The method does not take into account the behaviour of different forms of soil N, which may cause different levels of environmental damage, depending on the way in which they enter the environment. For example, the associated environmental costs of ammonia emissions may substantially differ from those associated with nitrate run-off which contributes to eutrophication and groundwater pollution (Von Blottnitz et al. 2006). Such a divergence in costs implies that environmental costs are likely to vary between sites, depending on a number of site-specific factors, including the proximity of a field to rivers and aquifers, as well as site-specific soil N dynamics (Ryther and Dunstan 1971).

To accurately determine the costs of environmental damage, soil N dynamics need to be modelled to account for transfers in soil N (Bradbury et al. 1993).
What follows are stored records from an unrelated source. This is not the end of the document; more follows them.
PR #152, opened 2024-01-22
[PLUGIN-1737] Added Schema Detection for CSV/TSV format

psainics:
##  Added Schema Detection for CSV/TSV format 

Jira : [Plugin-1737](https://cdap.atlassian.net/browse/PLUGIN-1737)

## Description
User will be able to get Schema for delimited files (CSV/TSV)

## UI Fields changes
- Add Schema Button appears when format is csv/tsv
- Sample Size filed appears when format is csv/tsv
- `CSV Skip First Row` is renamed to `CSV/TSV Skip First Row`
- Added new UI field `Enable Quoted Values`

image

## Docs
 - Docs for new fileds added.
 - CSV Skip First Row renamed.
---

**Get Schema:** Auto-detects schema from file. Supported formats are: csv, tsv.
**Sample Size:** The maximum number of rows in a file that will get investigated for automatic data type detection. 
Default is 100.
**CSV/TSV Skip First Row:** Whether to skip the first row of the HTTP response. This is usually set if the first row is a header row.

---
## Unit Tests

- Unit Test for `DelimitedSchemaDetector`

image

- Unit Test for `DelimitedPage`

image

- Unit Test for `RawStringPerLine`

image

### DIFF
--- a/pom.xml
+++ b/pom.xml
@@ -84,6 +84,7 @@
     <hadoop.version>2.3.0</hadoop.version>
     <httpcomponents.version>4.5.9</httpcomponents.version>
     <hydrator.version>2.10.0-SNAPSHOT</hydrator.version>
+    <cdap.plugin.version>2.12.0</cdap.plugin.version>
     <jackson.version>2.9.9</jackson.version>
     <junit.version>4.11</junit.version>
     <jython.version>2.7.1</jython.version>
@@ -125,6 +126,11 @@
       <groupId>io.cdap.plugin</groupId>
       <artifactId>hydrator-common</artifactId>
       <version>${hydrator.version}</version>
+    </dependency>
+    <dependency>
+      <groupId>io.cdap.plugin</groupId>
+      <artifactId>format-delimited</artifactId>
+      <version>${cdap.plugin.version}</version>
     </dependency>
     <dependency>
       <groupId>org.apache.hadoop</groupId>
--- a/src/main/java/io/cdap/plugin/http/common/pagination/page/DelimitedPage.java
+++ b/src/main/java/io/cdap/plugin/http/common/pagination/page/DelimitedPage.java
@@ -16,12 +16,17 @@
 
 package io.cdap.plugin.http.common.pagination.page;
 
+import com.google.common.base.Splitter;
 import io.cdap.cdap.api.data.format.StructuredRecord;
-import io.cdap.cdap.format.StructuredRecordStringConverter;
+import io.cdap.cdap.api.data.schema.Schema;
+import io.cdap.plugin.format.delimited.common.DelimitedStructuredRecordStringConverter;
+import io.cdap.plugin.format.delimited.input.SplitQuotesIterator;
 import io.cdap.plugin.http.common.http.HttpResponse;
 import io.cdap.plugin.http.source.common.BaseHttpSourceConfig;
 
+
 import java.io.IOException;
+import java.util.Iterator;
 import java.util.NoSuchElementException;
 
 /**
@@ -39,7 +44,14 @@ public class DelimitedPage extends RecordPerLinePage {
 
   @Override
   protected StructuredRecord getStructedRecordByString(String line) {
-    return StructuredRecordStringConverter.fromDelimitedString(line, delimiter, schema);
+    StructuredRecord.Builder builder = StructuredRecord.builder(schema);
+    Iterator<String> splitsIterator = getSplitsIterator(config.getEnableQuotesValues(), line, delimiter);
+    Iterator<Schema.Field> fields = schema.getFields().iterator();
+    while (splitsIterator.hasNext()) {
+      Schema.Field field = fields.next();
+      DelimitedStructuredRecordStringConverter.parseAndSetFieldValue(builder, field, splitsIterator.next());
+    }
+    return builder.build();
   }
 
   @Override
@@ -52,5 +64,13 @@ public class DelimitedPage extends RecordPerLinePage {
       isLineRead = false;
     }
     return super.next();
+  }
+
+  private Iterator<String> getSplitsIterator(boolean enableQuotesValue, String delimitedString, String delimiter) {
+    if (enableQuotesValue) {
+      return new SplitQuotesIterator(delimitedString, delimiter, null, false);
+    } else {
+      return Splitter.on(delimiter).split(delimitedString).iterator();
+    }
   }
 }
--- a/src/main/java/io/cdap/plugin/http/source/batch/HttpInputFormatProvider.java
+++ b/src/main/java/io/cdap/plugin/http/source/batch/HttpInputFormatProvider.java
@@ -20,8 +20,17 @@ import com.google.common.collect.ImmutableMap;
 import com.google.gson.Gson;
 import com.google.gson.GsonBuilder;
 import io.cdap.cdap.api.data.batch.InputFormatProvider;
+import io.cdap.cdap.api.data.schema.Schema;
+import io.cdap.cdap.etl.api.FailureCollector;
+import io.cdap.plugin.http.common.http.HttpClient;
+import io.cdap.plugin.http.common.http.HttpResponse;
+import io.cdap.plugin.http.common.pagination.page.PageFormat;
+import io.cdap.plugin.http.source.common.DelimitedSchemaDetector;
+import io.cdap.plugin.http.source.common.RawStringPerLine;
 
+import java.io.IOException;
 import java.util.Map;
+import javax.annotation.Nullable;
 
 /**
  * InputFormatProvider used by cdap to provide configurations to mapreduce job
@@ -31,11 +40,13 @@ public class HttpInputFormatProvider implements InputFormatProvider {
   private static final Gson gson = new GsonBuilder().create();
 
   private final Map<String, String> conf;
+  private final HttpBatchSourceConfig config;
 
   HttpInputFormatProvider(HttpBatchSourceConfig config) {
     this.conf = new ImmutableMap.Builder<String, String>()
       .put(PROPERTY_CONFIG_JSON, gson.toJson(config))
       .build();
+    this.config = config;
   }
 
   @Override
@@ -46,5 +57,26 @@ public class HttpInputFormatProvider implements InputFormatProvider {
   @Override
   public Map<String, String> getInputFormatConfiguration() {
     return conf;
+  }
+
+  @Nullable
+  public Schema getSchema(FailureCollector failureCollector) {
+    PageFormat format = config.getFormat();
+    switch (format) {
+      case CSV:
+      case TSV:
+        String delimiter = format == PageFormat.CSV ? "," : "\t";
+        try (HttpClient client = new HttpClient(config)) {
+          RawStringPerLine rawStringPerLine = new RawStringPerLine(
+            new HttpResponse(client.executeHTTP(config.getUrl())));
+          return DelimitedSchemaDetector.detectSchema(config, delimiter, rawStringPerLine, failureCollector);
+        } catch (IOException e) {
+          failureCollector.addFailure(String.format("Error while reading the file to infer the schema. Error: %s",
+                                                   e.getMessage()), null);
+        }
+        return null;
+      default:
+        return null;
+    }
   }
 }
--- a/src/main/java/io/cdap/plugin/http/source/common/BaseHttpSourceConfig.java
+++ b/src/main/java/io/cdap/plugin/http/source/common/BaseHttpSourceConfig.java
@@ -24,21 +24,17 @@ import io.cdap.cdap.etl.api.FailureCollector;
 import io.cdap.cdap.etl.api.validation.InvalidConfigPropertyException;
 import io.cdap.cdap.etl.api.validation.InvalidStageException;
 import io.cdap.plugin.common.ReferenceNames;
-import io.cdap.plugin.common.ReferencePluginConfig;
 import io.cdap.plugin.http.common.BaseHttpConfig;
 import io.cdap.plugin.http.common.EnumWithValue;
 import io.cdap.plugin.http.common.RetryPolicy;
 import io.cdap.plugin.http.common.error.ErrorHandling;
 import io.cdap.plugin.http.common.error.HttpErrorHandlerEntity;
 import io.cdap.plugin.http.common.error.RetryableErrorHandling;
-import io.cdap.plugin.http.common.http.AuthType;
 import io.cdap.plugin.http.common.http.KeyStoreType;
-import io.cdap.plugin.http.common.http.OAuthUtil;
 import io.cdap.plugin.http.common.pagination.PaginationIteratorFactory;
 import io.cdap.plugin.http.common.pagination.PaginationType;
 import io.cdap.plugin.http.common.pagination.page.PageFormat;
 
-import java.io.File;
 import java.io.IOException;
 import java.net.URI;
 import java.net.URISyntaxException;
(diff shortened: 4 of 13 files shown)


src/main/java/io/cdap/plugin/http/common/pagination/page/DelimitedStructuredRecordStringConverter.java
```diff
@@ -0,0 +1,49 @@
...
+   * @param builder Structured Record Builder instance
+   * @param field   field to set
+   * @param part    String portion of the delimited input
+   */
+  public static void parseAndSetFieldValue(StructuredRecord.Builder builder,
+                                           Schema.Field field,
+                                           String part) {
+    if (part.isEmpty()) {
+      builder.set(field.getName(), null);
+    } else {
```
albertshau: nit: in these situations, it's more readable to have the edge conditions checks at the start of the method with returns within each condition. Then have the main logic afterwards :

```
if (...) {
  // something
  return;
}
// other logic
```

src/main/java/io/cdap/plugin/http/source/batch/HttpInputFormatProvider.java
```diff
@@ -47,4 +54,19 @@ public String getInputFormatClassName() {
   public Map<String, String> getInputFormatConfiguration() {
     return conf;
   }
```
albertshau, line 60: newline between methods

src/main/java/io/cdap/plugin/http/source/batch/HttpInputFormatProvider.java
```diff
@@ -47,4 +54,19 @@ public String getInputFormatClassName() {
...
+  public Schema getSchema(FailureCollector failureCollector) {
+    PageFormat format = config.getFormat();
+    switch (format) {
+      case CSV:
+      case TSV:
+        String delimiter = format == PageFormat.CSV ? "," : "\t";
+        return DelimitedSchemaDetector.detectSchema(config, delimiter, failureCollector);
+      default:
+        failureCollector.addFailure(String.format(
+                "%s format cannot be used without specifying a schema. Schema must be specified.", format), null)
```
albertshau: this is an odd error message, since the schema isn't checked anywhere here. Is this method supposed to be returning the configured schema if it is not null?

src/main/java/io/cdap/plugin/http/source/common/BaseHttpSourceConfig.java
```diff
@@ -676,18 +695,84 @@ PAGINATION_INDEX_PLACEHOLDER, getPaginationType()),
     }
   }
 
+  public boolean canDetectSchema() {
+    // Schema and format are not macros, so we can detect schema
+    if (containsMacro(PROPERTY_SCHEMA) || containsMacro(PROPERTY_FORMAT)) {
+      return false;
+    }
+    // If url is macro, we cannot detect schema
+    if (containsMacro(PROPERTY_URL)) {
```
albertshau: this should be combined with the previous if condition

src/main/java/io/cdap/plugin/http/source/common/BaseHttpSourceConfig.java
```diff
@@ -676,18 +695,84 @@ PAGINATION_INDEX_PLACEHOLDER, getPaginationType()),
...
+        }
+        break;
+      case SERVICE_ACCOUNT:
+        if (containsMacro(PROPERTY_NAME_SERVICE_ACCOUNT_FILE_PATH)) {
+          return false;
+        }
+        break;
+    }
+    // Check if url is https and verify https is macro
+    if (getUrl().startsWith("https")) {
```
albertshau: the logic in this method is quite complex, but it seems to be logically the OR of all of these properties. Is there a reason we're breaking it up into a bunch of different if conditions?

src/main/java/io/cdap/plugin/http/source/common/DataTypeDetectorUtils.java
```diff
@@ -0,0 +1,206 @@
...
+import java.util.Iterator;
+import java.util.List;
+import java.util.Map;
+import java.util.regex.Matcher;
+import java.util.regex.Pattern;
+
+/**
+ * Utils facilitating automated schema detection.
+ */
+public class DataTypeDetectorUtils {
```
albertshau: are all the DataType classes copied from https://github.com/cdapio/hydrator-plugins/blob/develop/format-delimited/src/main/java/io/cdap/plugin/format/delimited/common/DataType.java? Or are there logical differences.

If it's the same, we should be adding that library as a dependency rather than duplicating code. Otherwise the logic will slowly diverge over time.

albertshau (commented):
left a few comments, but there seems to be a lot of copied code so it's hard to tell what needs to be reviewed in more detail. Copy-pasting code is almost never the right approach, please switch to use the existing code instead of duplicating it.

src/main/java/io/cdap/plugin/http/common/pagination/page/DelimitedStructuredRecordStringConverter.java
psainics: This class is removed using it from the library now.

src/main/java/io/cdap/plugin/http/source/batch/HttpInputFormatProvider.java
psainics: Fixed!

src/main/java/io/cdap/plugin/http/source/batch/HttpInputFormatProvider.java
psainics: Yup, this is not required here, this has been remove.

src/main/java/io/cdap/plugin/http/source/common/BaseHttpSourceConfig.java
psainics: Fixed.

src/main/java/io/cdap/plugin/http/source/common/BaseHttpSourceConfig.java
psainics: I was trying to handle cases where say a user has accidentally put a SSL/TLS config field as macro but if the url is not `https` we can still get the schema.
I broke up fields so they can be grouped as they appear in UI sections. 

I believe this is not required, i have combined all the fields in logical OR now.

src/main/java/io/cdap/plugin/http/source/common/DataTypeDetectorUtils.java
psainics: Added dependency.

psainics:
@albertshau The duplicated code is remove. I was not aware the `format-X` are published deps that can use outside the hydrator repo.

Can you help me with which `cdap.plugin.version` is appropriate for use here currently i have added the latest `=2.13.0-SNAPSHOT`.

pom.xml
```diff
@@ -84,6 +84,7 @@
     <hadoop.version>2.3.0</hadoop.version>
     <httpcomponents.version>4.5.9</httpcomponents.version>
     <hydrator.version>2.10.0-SNAPSHOT</hydrator.version>
+    <cdap.plugin.version>2.13.0-SNAPSHOT</cdap.plugin.version>
```
albertshau: should use the latest non-snapshot version (would guess it's a 2.12.x version)

src/main/java/io/cdap/plugin/http/common/http/HttpClient.java
```diff
@@ -53,8 +54,18 @@ public class HttpClient implements Closeable {
...
   public HttpClient(BaseHttpSourceConfig config) {
+    this(config, Collections.emptyMap());
+  }
+
+  public HttpClient(BaseHttpSourceConfig config, Map<String, String> extraHeaders) {
     this.config = config;
-    this.headers = config.getHeadersMap();
+    // merge headers from config and extra headers. Extra headers will override headers from config
+    if (config.getHeadersMap() != null) {
+      this.headers = config.getHeadersMap();
```
albertshau: it's better to make a copy of the map `new HashMap<>(config.getHeadersMap())`. Otherwise this would actually modify the map from the config, which could lead to weird behavior.

On a separate note, normally it's good to return an unmodifiable map from getter methods to prevent this type of issue.

src/main/java/io/cdap/plugin/http/common/http/HttpClient.java
```diff
@@ -53,8 +54,18 @@ public class HttpClient implements Closeable {
...
+      this.headers.putAll(extraHeaders);
+    } else {
+      this.headers = extraHeaders;
```
albertshau: similar comment here, make a copy of the map

src/main/java/io/cdap/plugin/http/common/pagination/page/DelimitedPage.java
```diff
@@ -53,4 +65,11 @@ public PageEntry next() {
     }
     return super.next();
   }
```
albertshau, line 67: nit: add newline between methods

src/main/java/io/cdap/plugin/http/source/common/DelimitedSchemaDetector.java
```diff
@@ -0,0 +1,64 @@
...
+import io.cdap.plugin.format.delimited.common.DataTypeDetectorUtils;
+import io.cdap.plugin.http.source.batch.HttpBatchSourceConfig;
+
+import java.util.HashMap;
+import java.util.List;
+
+/**
+ * Class that detects the schema of the delimited file.
+ */
+public class DelimitedSchemaDetector {
```
albertshau, line 31: can you add a unit test for this class?

src/main/java/io/cdap/plugin/http/source/common/DelimitedSchemaDetector.java
```diff
@@ -0,0 +1,64 @@
...
+  public static Schema detectSchema(HttpBatchSourceConfig config, String delimiter, FailureCollector failureCollector) {
+    HttpPartialContentRequest partialContentRequest = new HttpPartialContentRequest(config);
+    HttpPartialContentReader partialContentReader = new HttpPartialContentReader(partialContentRequest);
```
albertshau: Is there no existing class that we can re-use for reading the http content? It seems odd to have a entirely new class with different logic that may potentially read things differently than the reader for the actual data.

pom.xml
psainics: Using [2.12.0](https://mvnrepository.com/artifact/io.cdap.plugin/format-common/2.12.0)

src/main/java/io/cdap/plugin/http/common/http/HttpClient.java
psainics: Okay, fixed.
Also i have changed the getter to return an unmodifiableMap.

src/main/java/io/cdap/plugin/http/common/http/HttpClient.java
psainics: Fixed

src/main/java/io/cdap/plugin/http/common/pagination/page/DelimitedPage.java
psainics: Added !

src/main/java/io/cdap/plugin/http/source/common/DelimitedSchemaDetector.java
psainics: Added test cases.
image

src/main/java/io/cdap/plugin/http/source/common/DelimitedSchemaDetector.java
psainics: The problem with the current HTTP reader class is that it performs a basic `GET` request and reads the entire file.

This approach becomes highly inefficient, especially for larger files (CSV/TSV), as it unnecessarily consumes bandwidth. To address this issue, I have developed a new class that allows for partial file reading. This class abstracts the process of reading files partially and provides a getLine() method, which continuously returns the next line of the file.

albertshau: I don't think this partial one works properly though. For example, it doesn't look like it has implemented any of the logic around oauth. I also don't understand how it would be more efficient, as it looks like it is creating a new HttpClient and making a new request for each chunk. Even if it were doing everything correctly, it would be by duplicating logic, which would easily get out of sync in the future.

I took a look at the existing logic, it doesn't look like it is doing anything terribly inefficient. RecordPerLinePage is opening an InputStream from the HTTP response and reading it line by line. We should be able to read N lines and close the reader without issue.

psainics: Why do you suggest this does not work with OAuth 🤔 
I am still using the wrapper to HTTP provided, that abstracts all the proxy and auth logic.

> We should be able to read N lines and close the reader without issue.

Yes this is possible, the class `RecordPerLinePage` does not directly have a methord to return raw lines (which we require) but a new class can be created that extends `RecordPerLinePage`.

One thing also discussed was user accidentally using a wrong or corrupted file with no `\n`.
The buffer-reader will try to read complete file but here we have implement a 10 consumptive chunk loading limit to prevent such issues.

Other that that there is no specific reason to use this class.
What's your suggestion ?

albertshau: I see, thought HttpClient was a library, but it's part of this project, so ignore that comment about OAuth.

I still think its better to re-use the existing classes as much as possible to read line by line. This ensures that the sampling logic is as similar as possible to the actual reading logic. For example, what if the server behind the url doesn't honor the content range headers? Or what if the number of samples is set to a number higher than the results returned in a single page? In that case, it seems like we would want to make requests for additional pages.

I don't think we need to worry too much about the no newline edge case. Setting a 10 chunk limit while sampling but not while reading again makes the behavior inconsistent. If it is really a concern it should be handled in a separate PR, perhaps as an advanced configuration property that applies both to sampling and reading.

psainics: I have created a new class `RawStringPerLine`, that is a iterator of String, and takes HTTP response as an input.`

src/main/java/io/cdap/plugin/http/source/common/RawStringPerLine.java
```diff
@@ -0,0 +1,76 @@
...
+    protected final HttpResponse httpResponse;
+    private BufferedReader bufferedReader;
+    protected boolean isLineRead;
+    private String lastLine;
+
+    public RawStringPerLine(HttpResponse httpResponse) {
+        this.httpResponse = httpResponse;
+    }
+
+    BufferedReader getBufferedReader() throws IOException {
```
albertshau: this can be private

src/main/java/io/cdap/plugin/http/source/common/RawStringPerLine.java
```diff
@@ -0,0 +1,76 @@
...
+import java.util.Iterator;
+import java.util.NoSuchElementException;
+
+/**
+ * Class that reads the raw string from the HTTP response and returns it line by line.
+ */
+public class RawStringPerLine implements Closeable, Iterator<String> {
+    protected final HttpResponse httpResponse;
+    private BufferedReader bufferedReader;
+    protected boolean isLineRead;
```
albertshau: this can be private, unless there's a subclass that I'm missing

src/main/java/io/cdap/plugin/http/source/common/RawStringPerLine.java
```diff
@@ -0,0 +1,76 @@
...
+import java.io.Closeable;
+import java.io.IOException;
+import java.io.InputStreamReader;
+import java.util.Iterator;
+import java.util.NoSuchElementException;
+
+/**
+ * Class that reads the raw string from the HTTP response and returns it line by line.
+ */
+public class RawStringPerLine implements Closeable, Iterator<String> {
```
albertshau, line 31: this class still has some of the issues mentioned before, like it won't honor the number of samples if the first page has fewer rows. 

Let's save that for a follow up though.

widgets/HTTP-batchsource.json
```diff
@@ -68,6 +68,19 @@
             "default": "json"
           }
         },
+        {
+          "widget-type": "number",
+          "label": "Sample Size",
+          "name": "sampleSize",
+          "widget-attributes": {
+            "default": "1000",
```
albertshau: maybe better to default it to a lower number like 100. 1000 is often much more than the number of results in a single page.

albertshau (approved):
lgtm

albertshau:
minor comments, please fix and squash commits, then we can merge

widgets/HTTP-batchsource.json
psainics: Changed all occurrence to default to 100;

src/main/java/io/cdap/plugin/http/source/common/RawStringPerLine.java
psainics: Done !

src/main/java/io/cdap/plugin/http/source/common/RawStringPerLine.java
psainics: Done !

These transfers may include the amount of N being leached, being lost to volatilisation and being lost to run off. Unfortunately, the data required to build such a model are scarce in Australia, and were simply not available for the present study. If a soil N model could be incorporated into the above analysis, the environmental damage costs could be more accurately estimated. This study also does not account for the effect of carry-over N from previous seasons.

This study used only examples of environmental damage caused by excess soil N, whereas phosphorus (P) application may also contribute to nutrient loading in the environment (Tomaso 1995; Iho and Laukkanen 2012). While movement of excess phosphorus from the soil is generally regarded as slower than nitrogen, it can be envisaged that including the cost of excess P (and other macro nutrients) in the environmental damage costs would increase the curvature of the pay-off, making them less flat, and further emphasising the significance of SSCM.

Conclusions

This study has sought to address the debate over the importance of achieving optimality in on-farm decision making about input use. A general approach to quantifying the flatness of pay-off functions in agriculture has been formulated, and applied to pay-off functions which accounted for the presence of spatial soil variation and environmental damage costs.

This study has found that the shape of pay-off functions may differ substantially when spatial heterogeneity in soil characteristics is considered. While functions calculated for a whole field may be relatively flat in general, this flatness can vary substantially when the field is partitioned into management classes. This study also found that flatness of pay-off functions could differ substantially when taking into account the environmental damage costs stemming from the sub-optimal input use. In some cases, flatness decreased by up to 75 % given marginal damage costs. Findings of such substantial differences associated with the inclusion of environmental damage costs suggests that achieving optimal input application in agriculture is more important than some would argue. This is particularly valid in the context of site-specific crop management, where optimal input application within management classes of heterogeneous fields is economically justified.